Could you please clarify some more? :blush:

  1. Are other service configs variables accessible with bind except {{ip}} {{port}}?
    sorry if I’m getting it wrong, for example I have also parameter {{url}} for servises in group foo, could it be accessible during runtime in services bar, if bar has been binded to foo like:
    hab start core/bar --bind backend:foo

The goal is to have dynamic configuration of LB depending on backend application properties, like {{url}} etc.

  1. Does supervisor use the same health checks that were implemented for /health endpoint to get service health in runtime? did not find where interval should be configured if so.
    https://www.habitat.sh/docs/reference/plan-syntax/#hooks

  2. Do you have some time measurements already?

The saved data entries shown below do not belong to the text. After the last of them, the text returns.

PR #68, opened 2017-04-26
Bump release script

euank:
Seems like something nice to have.

The remaining bit for doing a release is finishing the jenkins pipeline that pulls a named tag and then does a build-push


build/bump-release
```diff
@@ -0,0 +1,40 @@
...
+
+echo "${VERSION}" > VERSION
+git add VERSION
+git commit -m "version: bump to ${1}"
+git tag --sign "${1}" -m "${1}"
+
+# Put a minor version bump in for the 'dev' version
+echo "${NEXT_VERSION}-dev" > VERSION
+git add VERSION
+git commit -m "version: begin development on v${NEXT_VERSION}"
```
crawford: You use "X.Y.Z" above, but "vX.Y.Z" here.

euank: It is a little confusing.

$1 has v1.2.3
$VERSION has 1.2.3
$NEXT_VERSION has 1.3.0

... lemme fix it so NEXT_VERISON 0's out the patch too actually

euank: switched to not using $1 for anything so it all looks more consistent.

PR #71, opened 2017-05-02
operator/build: fix tagging consistency

euank:
cc @dghubble, this is the proper fix for the problem we ran into on the installer.
Specifically, the first commit.

The other two are build improvements that are somewhat related, but not all that much.

### DIFF
--- a/pkg/operator/agent_manager.go
+++ b/pkg/operator/agent_manager.go
@@ -220,7 +220,7 @@ func agentDaemonsetSpec(repo string) *v1beta1.DaemonSet {
 }
 
 func agentImageName(repo string) string {
-	return fmt.Sprintf("%s:%s", repo, version.Version)
+	return fmt.Sprintf("%s:v%s", repo, version.Version)
 }
 
 func agentCommand() []string {


scripts/jenkins/Jenkinsfile.release
```diff
@@ -7,6 +7,9 @@ properties([
         string(name: 'TAG',
                defaultValue: 'v0.0.0',
                description: 'CLUO tag to release'),
+        booleanParam(name: "PUSH_LATEST",
```
dghubble: What's the rationale for this? Can we just decide to always have a "latest" tag that is the most recent published version or just never have one.

euank: The reason to not push latest is e.g. if you push a release branch for an older version.

Say we have `1.2.0` and `1.3.0`, and you then release `1.3.1` but need to backport `1.2.1` as well. In that case, `:latest` should not be changed.

euank: This would also be true for e.g. '-alpha` releases

dghubble: Then let's not have latest at all. We don't really want real clusters using the "latest" tag and for development we can build locally.

euank: That was the original plan, see https://github.com/coreos/container-linux-update-operator/pull/70#pullrequestreview-35125422 for why this changed

dghubble: I see. While he's right that many users *want* to deploy latest and I think we *should* require those users to pick an actual hash tag.

Long ago (1.3.X era), a Tectonic release included a component with a "latest" tag by accident. That image then had to be whitelisted and never changed again to avoid breaking clusters at that release. In postmortem, we decided to stop publishing images using "latest" to avoid risk of this happening again. Clusters were to use pinned image versions for best practice, to avoid breaks, so we could freely iterate forward, and we'd receive better bug reports.

I tend to agree with that conclusion and favor not having it.

euank: You're right and I generally agree, but the ship has sailed. at this point ☹️

dghubble: Ok, I still don't think that means we're committed to updating a "latest" forever though - we can stop at any point and earlier is better.

euank: If you want to make a PR moving the example to use the latest published version I can delete that commit from this happily enough.

dghubble: Ok

dghubble: https://github.com/coreos/container-linux-update-operator/pull/73

PR #73, opened 2017-05-08
examples: Switch example deployment to use release tags

dghubble:
Discussion: https://github.com/coreos/container-linux-update-operator/pull/71#pullrequestreview-36907630, https://github.com/coreos/container-linux-update-operator/pull/70#pullrequestreview-35125422


dghubble:
Added to the bump-release script to update the manifest if you can review that again.

PR #85, opened 2017-06-19
make: simplify binary build and test targets

dghubble:
* bin/% should only build the specified target binary, not `./cmd/...`
* Remove `precompile` target, it doesn't seem to be used anywhere
* Remove `integration-test` target, it doesn't do anything
* Remove targets which assume the cwd(`.`)
* Set CGO_ENABLED=0 and REPO at the top to reduce clutter
* Drop `-tags netgo` flag, this shouldn't be needed since Go 1.5


dghubble:
Prefix each line item with `@` to hide the command as well?

PR #86, opened 2017-06-19
glide.yaml: set missing version pins in glide.yaml

dghubble:
Running `make vendor` on a clean checkout produces a diff. With dependencies pinned in glide.yaml, there should only be a diff when a dependency is explicitly updated.

* Add missing version pins to glide.yaml
* glide.yaml lists github.com/golang/mock as a testImport. However, glide is treating it as a regular dependency since it is used in source `pkg/k8sutil/mocks/node_interface_mock.go`. List it as a dependency so that it can be pinned
* Set the k8s.io/kubernetes version explicitly, based on glide.lock

No changes to `vendor` contents, but now running `make vendor` produces no diff.


glide.yaml
```diff
@@ -34,12 +35,13 @@ import:
...
 - package: k8s.io/kubernetes
-  version: ~v1.6.0
+  version: 477efc3cbe6a7effca06bd1452fa356e2201e1ee
   subpackages:
   - pkg/client/leaderelection
   - pkg/client/leaderelection/resourcelock
   - pkg/client/clientset_generated/internalclientset/typed/core/internalversion
   - pkg/kubelet/types
 - package: github.com/golang/glog
-testImport:
```
euank: Was removing `testImport` intentional?

dghubble: Yes, in the description I mentioned glide knows the mocks package is needed in source code. So the package is treated as a normal import. If you try to pin it, it will notice the import and test import are in conflict. Fix is to list the mock package as a regular import and pin it there. `testImport` is then no longer needed

euank:
@dghubble those comments should have been in the commit comment instead of, or in addition to, the github comment for `git log` posterity.

Since the `mocks` package is only important from `_test` files, glide really should be fine with it, but if it's not then oh well.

How fast will be reaction on health changes in binded service groups?

  3. And last very silly question: does peer mean node(host)?
    For example we have 3 websrv behind LB how to start service foo on 1 and 2 websrv and not on 3 in service group foo-servicegroup?

Are other service configs variables accessible with bind except {{ip}} {{port}}?

It depends... where would you be defining this url parameter? Would it be a config element in the backend's default.toml?

Does supervisor use the same health checks that were implemented for /health endpoint to get service health in runtime? did not find where interval should be configured if so.
Chef Habitat Overview

Yes, the supervisor does exactly that. Not sure what you mean by interval. You mean the interval that a load balancer would poll that endpoint for health? Or...? The supervisor itself does not poll the underlying service.

Do you have some time measurements already? How fast will be reaction on health changes in binded service groups?

We haven't run any detailed measurements yet, but it should be fairly fast, on the order of seconds at most. We would love to know the results of any experiments you run.

And last very silly question: does peer mean node(host)?

Yes, when we talk about peer we mean a node; the reason we call it a peer is because if that supervisor is running in a container, it's not really a "node" in the traditional sense anymore.